◆ ABOUT THIS EXERCISE:
After reading the entries below, copy word for word the lines from the first through the line containing "I've made most", and stop there.

◆ PROVIDED DATA:
PR #2945, opened 2018-09-11
Making all the things Package Private in the Java Client

mikaelm12:
Part 1 of API review PRs
The default access level in Java if package private. So everything in the same package has access to it. This is the closest we can get to internal. 
I've made most of the types package private and moved the test code into the same package as the source, `com.microsoft.src`, but they are still in their own directories.
Also, Spotless is awesome 😄


clients/java/signalr/src/test/java/com/microsoft/aspnet/signalr/HandshakeProtocolTest.java
```diff
@@ -1,16 +1,12 @@
 // Copyright (c) .NET Foundation. All rights reserved.
 // Licensed under the Apache License, Version 2.0. See License.txt in the project root for license information.
 
-package com.microsoft.aspnet.signalr.test;
+package com.microsoft.aspnet.signalr;
```
anurse: Unfortunate that this doesn't work with nested packages, but this works so 🤷‍♂️

PR #2946, opened 2018-09-11
Collect "redis MONITOR" logs

BrennanConroy:
Spinning up another container to run the "MONITOR" redis command against the redis server to collect more logs.


test/Microsoft.AspNetCore.SignalR.Redis.Tests/Docker.cs
```diff
@@ -97,28 +103,47 @@ public void Stop(ILogger logger)
...
+
+            // Need to WaitForExit without a timeout to guarantee the output stream has written everything
+            process.WaitForExit();
+
+            output = string.Join(Environment.NewLine, lines);
+
+            return process.ExitCode;
+        }
+
+        private static (Process, ConcurrentQueue<string>) RunProcess(string fileName, string arguments, ILogger logger)
```
anurse: Can you put a prefix into the log messages indicating where they come from? Might need to pass that in here (since the file name will be long and awkward). I'd like to know which lines come from redis and which from the monitor process.

BrennanConroy: Yeah, I was just thinking about that

anurse:
@dotnet-bot test Windows Release Spanish Language x64 Build please

Issue #2949, opened 2018-09-12
Randomly getting Missing required property 'protocol'.


drajvver:
Hello everyone.

I'm writing there, since I've googled, searched almost everywhere I could and probably exhausted all other resources to get the informations.
I'm using SignalR with AspNetCore App 2.1.1, using the newest version - 1.0.3.
The problem is that once in a while, without apparent pattern, this exception occures:

`System.IO.InvalidDataException: Missing required property 'protocol'.
   at Microsoft.AspNetCore.SignalR.Protocol.HandshakeProtocol.TryParseRequestMessage(ReadOnlySequence1& buffer, HandshakeRequestMessage& requestMessage)
   at Microsoft.AspNetCore.SignalR.HubConnectionContext.HandshakeAsync(TimeSpan timeout, IReadOnlyList1 supportedProtocols, IHubProtocolResolver protocolResolver, IUserIdProvider userIdProvider, Boolean enableDetailedErrors)`

All clients are connecting to the app from native iOS Swift app (here it's using the SignalR-Client-Swift) or native Android app. I wanted to log this issue and corelate it with, for example IP address or other request attributes that could. App creator claims that protocol is being sent correctly, but I don't have access to his codebase to make sure of that.
My bet is that someone else is trying to connect to the socket without sending proper payloads.
I've managed to catch info about payload in logs by setting the Verbose level, getting this:

> 2018-09-12 14:11:03 [Debug] Establishing new connection.
> 2018-09-12 14:11:03 [Debug] OnConnectedAsync started.
> 2018-09-12 14:11:03 [Debug] Socket opened using Sub-Protocol: 'null'.
> 2018-09-12 14:11:03 [Verbose] Message received. Type: Text, size: 32, EndOfMessage: True.
> 2018-09-12 14:11:03 [Debug] Found protocol implementation for requested protocol: "json".
> 2018-09-12 14:11:03 [Information] Completed connection handshake. Using HubProtocol '"json"'.

But how do I corelate this to other stuff that's going on in the request?

I've also tried creating a middleware, and got pretty far with it, but unfortunately after "catching" the request that I need, it stops rest of the app from working, since the request is already read and cannot be passed forward to SignalR to work with.

Anyone have any ideas, or maybe you already stumbled upon that issue and managed to fix it somehow? Or maybe this is completely random and I shouldn't worry much about it?

davidfowl:
[...]

PR #2953, opened 2018-09-13
Improve the handshake request parsing errors

davidfowl:
- Print out the raw handshake payload as utf8 text if it fails to parse as JSON or if we're missing properties. This should help flesh out potentially buggy clients.

#2949


test/Microsoft.AspNetCore.SignalR.Common.Tests/Internal/Protocol/HandshakeProtocolTests.cs
```diff
@@ -50,10 +50,10 @@ public void ParsingHandshakeRequestNotCompleteReturnsFalse()
         [InlineData("42\u001e", "Unexpected JSON Token Type 'Integer'. Expected a JSON Object.")]
         [InlineData("\"42\"\u001e", "Unexpected JSON Token Type 'String'. Expected a JSON Object.")]
         [InlineData("null\u001e", "Unexpected JSON Token Type 'Null'. Expected a JSON Object.")]
-        [InlineData("{}\u001e", "Missing required property 'protocol'.")]
+        [InlineData("{}\u001e", "Missing required property 'protocol'. {}")]
         [InlineData("[]\u001e", "Unexpected JSON Token Type 'Array'. Expected a JSON Object.")]
-        [InlineData("{\"protocol\":\"json\"}\u001e", "Missing required property 'version'.")]
-        [InlineData("{\"version\":1}\u001e", "Missing required property 'protocol'.")]
+        [InlineData("{\"protocol\":\"json\"}\u001e", "Missing required property 'version'. {\"protocol\":\"json\"}")]
+        [InlineData("{\"version\":1}\u001e", "Missing required property 'protocol'. {\"version\":1}")]
```
mikaelm12: Maybe add another test with a properly formatted json payload with an unexpected field.

davidfowl: Done

mikaelm12:
Hmm, it looks likes there's an issue with detecting the JRE and with spotless

mikaelm12:
Bad solution but try to pushing an empty commit to re-trigger the build. If that doesn't work I'll investigate further. The other PRs aren't failing so this might just be a one off.

davidfowl:
@dotnet-bot test

davidfowl:

anurse:

davidfowl:
This this good to go.

src/Microsoft.AspNetCore.SignalR.Common/Protocol/HandshakeProtocol.cs
```diff
@@ -235,6 +236,13 @@ public static bool TryParseRequestMessage(ref ReadOnlySequence<byte> buffer, out
                 Utf8BufferTextReader.Return(textReader);
             }
 
+            // For error messages, we want to print the payload as text
+            string GetPayloadAsString()
+            {
+                // REVIEW: Should we show hex for binary charaters?
```
anurse: I mean, you're only doing this in the HandshakeProtocol which is always JSON, so .... no?

src/Microsoft.AspNetCore.SignalR.Common/Protocol/HandshakeProtocol.cs
```diff
@@ -214,17 +215,17 @@ public static bool TryParseRequestMessage(ref ReadOnlySequence<byte> buffer, out
                                 completed = true;
                                 break;
                             default:
-                                throw new InvalidDataException($"Unexpected token '{reader.TokenType}' when reading handshake request JSON.");
+                                throw new InvalidDataException($"Unexpected token '{reader.TokenType}' when reading handshake request JSON. {GetPayloadAsString()}");
```
anurse: Put something useful around the payload goop otherwise it looks totally out of place and apropos of nothing in the message.

Suggest: `Blah blah an error occurred. Message content: '{...}'`

src/Microsoft.AspNetCore.SignalR.Common/Protocol/HandshakeProtocol.cs
```diff
@@ -214,17 +215,17 @@ public static bool TryParseRequestMessage(ref ReadOnlySequence<byte> buffer, out
...
 
                     if (protocol == null)
                     {
-                        throw new InvalidDataException($"Missing required property '{ProtocolPropertyName}'.");
+                        throw new InvalidDataException($"Missing required property '{ProtocolPropertyName}'. {GetPayloadAsString()}");
                     }
                     if (protocolVersion == null)
                     {
-                        throw new InvalidDataException($"Missing required property '{ProtocolVersionPropertyName}'.");
+                        throw new InvalidDataException($"Missing required property '{ProtocolVersionPropertyName}'. {GetPayloadAsString()}");
```
BrennanConroy: nit: "Received: {GetPayloadAsString()}"

src/Microsoft.AspNetCore.SignalR.Common/Protocol/HandshakeProtocol.cs
davidfowl: If you sent some BS (like a message pack invocation before the handshake), it would be useful. But I don't think it matters much.

JamesNK:
Is there a security concern with echoing a message with sensitive data back to the client?

Or is it ok because the message will only be returned if detailed error messages are on?

davidfowl:
> Is there a security concern with echoing a message with sensitive data back to the client?

In general, there's nothing security sensitive here, this is echoing back what the client sent. 

> Or is it ok because the message will only be returned if detailed error messages are on?

That's also true, but unlike when we usually send error messages back to the client, this data came from that client in that specific first place. There's no new information being disclosed that the client didn't already have.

◆ ANSWER AREA:
PR #2945, opened 2018-09-11
Making all the things Package Private in the Java Client

mikaelm12:
Part 1 of API review PRs
The default access level in Java if package private. So everything in the same package has access to it. This is the closest we can get to internal. 
I've made most of the types package private and moved the test code into the same package as the source, `com.microsoft.src`, but they are still in their own directories.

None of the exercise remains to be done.